**Recorded information**
Issue #2236, opened 2025-01-23
Portfolio support for Bar data


stefansimik:
## Current Behavior
The Portfolio component doesn't fully support bar-based backtesting, leading to incorrect PnL calculations when using OHLCV bar data. Specifically:

- `Portfolio.unrealized_pnl()` returns `None` while positions are open
- `Portfolio.realized_pnl()` returns incorrect values (zero profit) after positions are closed
- The Portfolio module doesn't import or handle Bar data natively

## Proposed Solution
Implement bar support based on **Bar-to-Tick Conversion**:

- Convert each OHLCV bar into synthetic trade ticks
- Split each bar into 4 proportional trade events based on OHLC prices
- Distribute volume and timestamps across the synthetic ticks
- Leverage existing tick-based Portfolio functionality

## Reproduction
A minimal example demonstrating the current limitation is attached.

[run_backtest.py.zip](https://github.com/user-attachments/files/18524121/run_backtest.py.zip)

It is fully reproducible example in one file (including artificial bars data).
Just unzip and run.

Strategy setup is extremely simple:
- Just 12 artificial bars (1-min) with increasing prices
- Just 2 orders: BUY MARKET at 1st bar ....... and SELL MARKET at 7th bar  
- Commission $2.50 per contract

I've added two debug points in the code to make it easy to see empty values being returned from `Portfolio` object:
1. **Line 93** (during open position): `unrealized_pnl` returns `None` instead of profit
2. **Line 101** (after position close): `realized_pnl` returns `0` when there should be profit

## Why this is important

This is my main rationale for why **bar data** should be treated as a first-class citizen in Nautilus in the future.

Three key factors support this perspective:

1. **First experience**: Bar data is typically the first type of data that beginners encounter, as it's widely available and accessible. When these commonly available data sources don't function properly, it creates immediate problems, raises repetitive questions, and causes disillusionment during users' first experiences with Nautilus Trader. It's therefore crucial that these common usage scenarios work seamlessly.
2. **Cost-effectiveness**: The price disparity between 1-minute and tick data is substantial. Looking at EUR/USD futures from DataBento over a 5-year period illustrates this:
   * 1-minute bars: `9.03 USD`
   * Tick data: `92.59 USD` (10x more expensive)
[...]

PR #2239, opened 2025-01-23
Add bar support to compute Portfolio pnls

faysou:
# Pull Request

Add support for bars in Portfolio.
Subscribing to External bars only which should be the most granular as less granular bars aggregated from bars or quote ticks would probably be internal.

Fixing: https://github.com/nautechsystems/nautilus_trader/issues/2236

## Type of change

Added one test for bars in Portfolio

### DIFF
--- a/examples/backtest/synthetic_data_pnl_test.py
+++ b/examples/backtest/synthetic_data_pnl_test.py
@@ -1,0 +1,220 @@
+from datetime import UTC
+from datetime import datetime
+from decimal import Decimal
+
+from nautilus_trader.backtest.engine import BacktestEngine
+from nautilus_trader.backtest.models import PerContractFeeModel
+from nautilus_trader.config import BacktestEngineConfig
+from nautilus_trader.config import LoggingConfig
+from nautilus_trader.config import StrategyConfig
+from nautilus_trader.core.datetime import dt_to_unix_nanos
+from nautilus_trader.core.datetime import unix_nanos_to_dt
+from nautilus_trader.model.currencies import USD
+from nautilus_trader.model.data import Bar
+from nautilus_trader.model.data import BarSpecification
+from nautilus_trader.model.data import BarType
+from nautilus_trader.model.enums import AccountType
+from nautilus_trader.model.enums import AssetClass
+from nautilus_trader.model.enums import BarAggregation
+from nautilus_trader.model.enums import OmsType
+from nautilus_trader.model.enums import OrderSide
+from nautilus_trader.model.enums import PriceType
+from nautilus_trader.model.enums import TimeInForce
+from nautilus_trader.model.identifiers import InstrumentId
+from nautilus_trader.model.identifiers import Symbol
+from nautilus_trader.model.identifiers import Venue
+from nautilus_trader.model.instruments import FuturesContract
+from nautilus_trader.model.objects import Money
+from nautilus_trader.model.objects import Price
+from nautilus_trader.model.objects import Quantity
+from nautilus_trader.trading.strategy import Strategy
+
+
+def create_6E_instrument(venue: Venue) -> FuturesContract:
+    symbol = Symbol("6E")
+    return FuturesContract(
+        # Core identification parameters for the Euro FX futures contract
+        instrument_id=InstrumentId(symbol, venue),  # 6E is CME's code for EUR/USD futures
+        raw_symbol=symbol,  # Symbol as used on the exchange
+        asset_class=AssetClass.FX,  # Indicates this is an FX futures contract
+        currency=USD,  # Contract is denominated in USD
+        # Price and size specifications from CME
+        price_precision=5,  # 5 decimal places for EUR/USD pricing
+        price_increment=Price(
+            Decimal("0.00005"),
+            precision=5,
+        ),  # Minimum tick = 0.00005 ($6.25 value)
+        multiplier=Quantity(Decimal("125000"), precision=0),  # Each contract = 125,000 EUR
+        lot_size=Quantity(Decimal("1"), precision=0),  # Minimum trading size is 1 contract
+        # Contract specifications and expiration details
+        underlying="EUR/USD",  # The underlying forex pair
+        activation_ns=0,  # Contract start time (0 = active now)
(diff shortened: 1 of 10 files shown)


nautilus_trader/portfolio/portfolio.pyx
```diff
@@ -378,6 +380,21 @@ cdef class Portfolio(PortfolioFacade):
...
+            bar.bar_type.instrument_id,
+            bar.close,
+            bar.close,
+            Quantity.from_str("0"),
+            Quantity.from_str("0"),
+            bar.ts_init,
+            bar.ts_init,
+        )
+
+        self._cache.add_quote_tick(tick)
```
davidsblom, line 395: Wondering whether adding the quote to the cache can have any side effects when strategies load quotes from the cache.

faysou: it could be the case if quotes and external bars are used at the same time, but portfolio currently uses the cache to read quote so there wasn't another easy way.

my assumption is that if somone has access to quote, he doesn't need external bars and can aggregate quotes instead. another possibility would be to add an option to consider bars or not in portfolio.

stefansimik: Please think this through carefully, guys 🙏 
I'd really like to help you think through the implications, but I don't have deep enough knowledge at this moment.

Generally speaking, it's very important that we maintain the generic functionality of the entire framework and don't introduce any assumptions that would be difficult to explain or understand later (for example, assuming that when someone uses certain data, they "shouldn't" need other data). People can configure all sorts of data and combinations, and generally, it should always work.

Please just emphasize making sure we don't create any limitations (where certain types of data conflict with each other in the Cache).

The goal is for Portfolio to be able to work 100% with bar-data while simultaneously maintaining all original flexibility without additional limitations or assumptions.

I completely understand this isn't a trivial matter, which is why I'm really relying on you more experienced folks.
I'll help and support you as much as I can with thorough testing ❤️ 👍

faysou: you're right, I'll do something about it, I wouldn't like to write something with a logical flaw

zhaoyiming808: > Please think this through carefully, guys 🙏 I'd really like to help you think through the implications, but I don't have deep enough knowledge at this moment.
> 
> Generally speaking, it's very important that we maintain the generic functionality of the entire framework and don't introduce any assumptions that would be difficult to explain or understand later (for example, assuming that when someone uses certain data, they "shouldn't" need other data). People can configure all sorts of data and combinations, and generally, it should always work.
> 
> Please just emphasize making sure we don't create any limitations (where certain types of data conflict with each other in the Cache).
> 
> The goal is for Portfolio to be able to work 100% with bar-data while simultaneously maintaining all original flexibility without additional limitations or assumptions.
> 
> I completely understand this isn't a trivial matter, which is why I'm really relying on you more experienced folks. I'll help and support you as much as I can with thorough testing and documenting this new functionality ❤️ 👍

It is great to keep all components 100% available

nautilus_trader/live/config.py
```diff
@@ -105,6 +105,8 @@ class LiveExecEngineConfig(ExecEngineConfig, frozen=True):
         weights imposed by the necessary order status requests.
     qsize : PositiveInt, default 100_000
         The queue size for the engines internal queue buffers.
+    portfolio_bar_updates : bool, default True
```
cjdsellers, line 108: This isn't a live-specific option, as we may want to configure this for backtests as well.
Since we don't have a dedicated portfolio config, consider moving this to `ExecEngineConfig` for now.

examples/backtest/synthetic_data_pnl_test.py
```diff
@@ -0,0 +1,232 @@
...
+                quantity=Quantity.from_str("1"),
+                time_in_force=TimeInForce.GTC,
+            )
+            self.submit_order(order)
+
+    def on_stop(self) -> None:
+        pass
+
+
+class PerContractFeeModel(FeeModel):
```
cjdsellers, line 150: This is a built-in type now, so could import it as:
```
from nautilus_trader.backtest.models import PerContractFeeModel
```

nautilus_trader/portfolio/portfolio.pxd
```diff
@@ -45,13 +46,16 @@ cdef class Portfolio(PortfolioFacade):
     cdef dict[InstrumentId, Money] _realized_pnls
     cdef dict[InstrumentId, Decimal] _net_positions
     cdef set[InstrumentId] _pending_calcs
+    cdef dict[InstrumentId, Price] _last_bid_price
```
cjdsellers, line 49: Why are we adding this? (should be available through the cache already)

nautilus_trader/portfolio/portfolio.pyx
```diff
@@ -110,6 +112,8 @@ cdef class Portfolio(PortfolioFacade):
         self._realized_pnls: dict[InstrumentId, Money] = {}
         self._net_positions: dict[InstrumentId, Decimal] = {}
         self._pending_calcs: set[InstrumentId] = set()
+        self._last_bid_price: dict[InstrumentId, Price] = {}
```
cjdsellers, line 115: We're duplicating logic and storage:
https://github.com/nautechsystems/nautilus_trader/blob/develop/nautilus_trader/cache/cache.pyx#L2052

nautilus_trader/portfolio/portfolio.pyx
```diff
@@ -1247,24 +1269,24 @@ cdef class Portfolio(PortfolioFacade):
         return Money(total_pnl, currency)
 
     cdef Price _get_last_price(self, Position position):
-        cdef PriceType price_type
+        price: Price | None = None
```
cjdsellers, line 1272: As above, lets just keep the changes for this PR to minimally what is needed for bars to be able to update.

nautilus_trader/portfolio/portfolio.pyx
faysou: To avoid creating a data in the cache that could interfere with real quotes, that's what the messages above were about.

faysou:
I've taken into account all comment above and updated the code just now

**Task directions**
Among the lines above, find those holding "always" and copy each one.

**Answer**
Generally speaking, it's very important that we maintain the generic functionality of the entire framework and don't introduce any assumptions that would be difficult to explain or understand later (for example, assuming that when someone uses certain data, they "shouldn't" need other data). People can configure all sorts of data and combinations, and generally, it should always work.
> Generally speaking, it's very important that we maintain the generic functionality of the entire framework and don't introduce any assumptions that would be difficult to explain or understand later (for example, assuming that when someone uses certain data, they "shouldn't" need other data). People can configure all sorts of data and combinations, and generally, it should always work.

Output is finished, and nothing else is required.